- Work item:
Extract all of the entries and give them again, word for word.

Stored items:

PR #1388, opened 2020-10-08
Add a skipPom parameter, skipping a project if packaging is pom

rolaca11:
The usecase for this feature:

There are multiple projects which use the same docker-maven-plugin configuration. A logical way to extract that config to one place is to use the `pluginManagement` tag.

However, this leaves the need to define the plugin in every project wanting to use that configuration.

A ready solution is to define the plugin in the parent pom, but than the build will fail, because the docker build goal cannot find the packaged jar archive.

Here comes this PR, which tells the docker build goal to skip if the currently built project is a pom.

### DIFF
--- a/src/main/asciidoc/inc/_global-configuration.adoc
+++ b/src/main/asciidoc/inc/_global-configuration.adoc
@@ -137,6 +137,9 @@ By default a progress meter is printed out on the console, which is omitted when
 | If set dont push any images even when `{plugin}:push` is called.
 | `docker.skip.push`
 
+| *skipPom*
+| If set to `true` this plugin will skip every projects, where `project.packaging` is set to `pom`. Property: `docker.skip.pom`
+
 | *skipRun*
 | If set dont create and start any containers with `{plugin}:start` or `{plugin}:run`
 | `docker.skip.run`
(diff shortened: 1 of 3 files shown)


src/main/asciidoc/inc/_global-configuration.adoc
```diff
@@ -137,6 +137,9 @@ By default a progress meter is printed out on the console, which is omitted when
 | If set dont push any images even when `{plugin}:push` is called.
 | `docker.skip.push`
 
+| *skipPom*
+| If set to `true` this plugin will skip every projects, where `project.packaging` is set to `true`. Property: `docker.skip.pom`
```
rohanKanojia, line 141: I think there is a typo here:
```suggestion
| If set to `true` this plugin will skip every projects, where `project.packaging` is set to `pom`. Property: `docker.skip.pom`
```

rohanKanojia:
@rolaca11: Thanks a lot for this :+1:

src/main/asciidoc/inc/_global-configuration.adoc
```diff
@@ -137,6 +137,9 @@ By default a progress meter is printed out on the console, which is omitted when
 | If set dont push any images even when `{plugin}:push` is called.
 | `docker.skip.push`
 
+| *skipPom*
+| If set to `true` this plugin will skip every projects, where `project.packaging` is set to `pom`. Property: `docker.skip.pom`
```
mabrarov, line 141: There should be 3 columns in each row:

```
| *skipPom*
| If set to `true` this plugin will skip every projects, where `project.packaging` is set to `pom`.
| `docker.skip.pom`
```

rohanKanojia: @mabrarov: Thanks a lot for noticing, Could you please create a PR to fix this ?

mabrarov: Here is it #1448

- Exercise output:
PR #1388, opened 2020-10-08
Add a skipPom parameter, skipping a project if packaging is pom

rolaca11:
The usecase for this feature:

There are multiple projects which use the same docker-maven-plugin configuration. A logical way to extract that config to one place is to use the `pluginManagement` tag.

However, this leaves the need to define the plugin in every project wanting to use that configuration.

A ready solution is to define the plugin in the parent pom, but than the build will fail, because the docker build goal cannot find the packaged jar archive.

Here comes this PR, which tells the docker build goal to skip if the currently built project is a pom.

### DIFF
--- a/src/main/asciidoc/inc/_global-configuration.adoc
+++ b/src/main/asciidoc/inc/_global-configuration.adoc
@@ -137,6 +137,9 @@ By default a progress meter is printed out on the console, which is omitted when
 | If set dont push any images even when `{plugin}:push` is called.
 | `docker.skip.push`
 
+| *skipPom*
+| If set to `true` this plugin will skip every projects, where `project.packaging` is set to `pom`. Property: `docker.skip.pom`
+
 | *skipRun*
 | If set dont create and start any containers with `{plugin}:start` or `{plugin}:run`
 | `docker.skip.run`
(diff shortened: 1 of 3 files shown)


src/main/asciidoc/inc/_global-configuration.adoc
```diff
@@ -137,6 +137,9 @@ By default a progress meter is printed out on the console, which is omitted when
 | If set dont push any images even when `{plugin}:push` is called.
 | `docker.skip.push`
 
+| *skipPom*
+| If set to `true` this plugin will skip every projects, where `project.packaging` is set to `true`. Property: `docker.skip.pom`
```
rohanKanojia, line 141: I think there is a typo here:
```suggestion
| If set to `true` this plugin will skip every projects, where `project.packaging` is set to `pom`. Property: `docker.skip.pom`
```

rohanKanojia:
@rolaca11: Thanks a lot for this :+1:

src/main/asciidoc/inc/_global-configuration.adoc
```diff
@@ -137,6 +137,9 @@ By default a progress meter is printed out on the console, which is omitted when
 | If set dont push any images even when `{plugin}:push` is called.
 | `docker.skip.push`
 
+| *skipPom*
+| If set to `true` this plugin will skip every projects, where `project.packaging` is set to `pom`. Property: `docker.skip.pom`
```
mabrarov, line 141: There should be 3 columns in each row:

```
| *skipPom*
| If set to `true` this plugin will skip every projects, where `project.packaging` is set to `pom`.
| `docker.skip.pom`
```

rohanKanojia: @mabrarov: Thanks a lot for noticing, Could you please create a PR to fix this ?

mabrarov: Here is it #1448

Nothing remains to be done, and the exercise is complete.